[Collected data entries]
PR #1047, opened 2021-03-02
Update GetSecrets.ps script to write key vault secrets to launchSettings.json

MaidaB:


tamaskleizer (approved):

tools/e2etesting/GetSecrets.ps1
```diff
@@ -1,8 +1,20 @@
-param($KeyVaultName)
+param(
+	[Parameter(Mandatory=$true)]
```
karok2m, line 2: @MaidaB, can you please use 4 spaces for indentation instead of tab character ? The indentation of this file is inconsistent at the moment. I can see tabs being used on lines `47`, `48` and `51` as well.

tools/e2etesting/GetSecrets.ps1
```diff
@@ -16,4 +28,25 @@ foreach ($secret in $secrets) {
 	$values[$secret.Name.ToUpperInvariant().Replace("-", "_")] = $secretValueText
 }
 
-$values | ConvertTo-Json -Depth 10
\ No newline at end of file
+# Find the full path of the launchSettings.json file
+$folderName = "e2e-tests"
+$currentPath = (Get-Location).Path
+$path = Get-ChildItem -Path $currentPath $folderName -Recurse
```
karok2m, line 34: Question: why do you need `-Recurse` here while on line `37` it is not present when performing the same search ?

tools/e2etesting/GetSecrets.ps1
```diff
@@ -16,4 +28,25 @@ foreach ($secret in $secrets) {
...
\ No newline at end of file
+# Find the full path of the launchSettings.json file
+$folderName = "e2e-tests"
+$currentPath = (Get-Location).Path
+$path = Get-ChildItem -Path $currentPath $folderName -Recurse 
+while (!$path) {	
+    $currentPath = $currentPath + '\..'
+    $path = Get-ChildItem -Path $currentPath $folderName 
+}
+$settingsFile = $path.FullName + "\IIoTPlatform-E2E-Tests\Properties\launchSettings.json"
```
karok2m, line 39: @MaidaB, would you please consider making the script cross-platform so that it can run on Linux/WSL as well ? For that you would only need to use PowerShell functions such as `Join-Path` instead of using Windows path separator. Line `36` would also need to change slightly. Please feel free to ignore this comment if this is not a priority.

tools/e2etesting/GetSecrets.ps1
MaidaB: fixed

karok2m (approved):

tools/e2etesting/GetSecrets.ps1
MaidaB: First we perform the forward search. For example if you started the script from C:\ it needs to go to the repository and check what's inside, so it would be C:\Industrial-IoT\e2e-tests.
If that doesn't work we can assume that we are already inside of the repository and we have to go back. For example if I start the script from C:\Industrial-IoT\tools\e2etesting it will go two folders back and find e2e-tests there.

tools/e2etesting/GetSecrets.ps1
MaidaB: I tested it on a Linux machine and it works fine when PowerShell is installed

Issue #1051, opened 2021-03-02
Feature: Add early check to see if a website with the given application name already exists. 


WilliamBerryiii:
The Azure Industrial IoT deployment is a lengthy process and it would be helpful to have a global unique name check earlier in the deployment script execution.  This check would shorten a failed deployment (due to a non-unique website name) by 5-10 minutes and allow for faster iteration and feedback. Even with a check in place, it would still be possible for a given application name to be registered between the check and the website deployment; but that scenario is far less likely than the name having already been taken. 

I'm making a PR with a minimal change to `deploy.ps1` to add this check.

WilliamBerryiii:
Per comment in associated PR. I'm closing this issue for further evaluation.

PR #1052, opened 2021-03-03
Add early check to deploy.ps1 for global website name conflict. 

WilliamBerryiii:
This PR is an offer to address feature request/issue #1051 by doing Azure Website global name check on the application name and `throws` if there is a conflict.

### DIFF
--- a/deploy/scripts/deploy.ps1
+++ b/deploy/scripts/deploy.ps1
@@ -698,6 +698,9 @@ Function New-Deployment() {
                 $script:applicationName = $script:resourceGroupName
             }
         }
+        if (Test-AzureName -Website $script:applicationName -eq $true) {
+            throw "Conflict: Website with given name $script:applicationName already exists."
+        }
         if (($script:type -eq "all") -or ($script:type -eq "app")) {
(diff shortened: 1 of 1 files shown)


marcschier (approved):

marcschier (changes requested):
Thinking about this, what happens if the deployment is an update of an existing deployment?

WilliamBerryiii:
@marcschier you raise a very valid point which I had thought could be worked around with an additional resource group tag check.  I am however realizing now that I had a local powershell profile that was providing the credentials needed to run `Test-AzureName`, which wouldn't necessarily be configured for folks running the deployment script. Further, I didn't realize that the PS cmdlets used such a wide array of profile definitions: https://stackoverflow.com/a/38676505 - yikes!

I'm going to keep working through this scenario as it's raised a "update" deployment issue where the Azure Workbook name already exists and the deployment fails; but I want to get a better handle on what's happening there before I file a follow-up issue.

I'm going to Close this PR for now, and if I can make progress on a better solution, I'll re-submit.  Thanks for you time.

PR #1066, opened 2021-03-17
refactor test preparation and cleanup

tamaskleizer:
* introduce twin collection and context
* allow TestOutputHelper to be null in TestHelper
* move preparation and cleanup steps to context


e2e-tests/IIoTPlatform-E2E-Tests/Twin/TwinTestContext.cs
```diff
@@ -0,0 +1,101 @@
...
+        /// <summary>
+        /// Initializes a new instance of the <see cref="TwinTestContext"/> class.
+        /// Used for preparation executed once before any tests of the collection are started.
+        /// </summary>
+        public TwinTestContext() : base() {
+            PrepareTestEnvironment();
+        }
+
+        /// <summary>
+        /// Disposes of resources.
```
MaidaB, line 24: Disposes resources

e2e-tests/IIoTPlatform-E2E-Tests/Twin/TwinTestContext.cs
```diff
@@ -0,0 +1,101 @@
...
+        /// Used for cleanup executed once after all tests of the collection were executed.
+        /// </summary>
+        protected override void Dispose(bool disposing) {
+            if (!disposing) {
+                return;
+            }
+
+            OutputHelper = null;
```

> [Problem description] Using the records given above, list every line that includes the word "exists".

> [Exercise result]
Feature: Add early check to see if a website with the given application name already exists. 
+            throw "Conflict: Website with given name $script:applicationName already exists."
I'm going to keep working through this scenario as it's raised a "update" deployment issue where the Azure Workbook name already exists and the deployment fails; but I want to get a better handle on what's happening there before I file a follow-up issue.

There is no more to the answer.